=== Begin Enclosure ===
PR #11307, opened 2014-10-03
detect disjoint

raymondng:
Same fix as in `KeepInterner` yesterday. Should have double-checked this one -- tricky to get all moving parts aligned. My bad.

Thanks @yingjieMiao for alerting me to the errors.

@andrewconner @ymatsuda @yingjieMiao


yingjieMiao:
:+1:

andrewconner:
You think this sort of logic will be common? If so, we can centralize it to a keepCommander method if you think that would help.

raymondng:
I was thinking along the same lines. That's definitely something we should look into.

PR #11310, opened 2014-10-03
Changing fonts to always use HTTPS + new filename

andrewconner:
@yipingliao Also re-uploaded them so that CloudFront re-caches everything.

I changed CloudFront to forward the Origin header also.

Headers seem good, but my browser doesn't actually fetch the font anymore since I now have it locally. Let me know if this fixes it.


yipingliao:
Thanks!

PR #11313, opened 2014-10-04
adding lastEmailSent field to the library memebership with relevant repo...

eishay:
... methods and db patch
[DO NOT MERGE UNTIL DB PATCH IS APPLIED]
@andrewconner @joshm1


eishay:
actually, i need to add an index, hold off

eishay:
applied db patch

PR #11314, opened 2014-10-04
backend support for pymk mutual friend count in emails

joshm1:
@stkem


joshm1:
@stkem I believe this is all the backend work required for the PYMK redesign. when I get the design from Jen I'll update the HTML

stkem:
:+1:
=== End Enclosure ===
● **Your objective**
Look over the material and return every line where the word "actually" is found.

● **The completed task**
Headers seem good, but my browser doesn't actually fetch the font anymore since I now have it locally. Let me know if this fixes it.
actually, i need to add an index, hold off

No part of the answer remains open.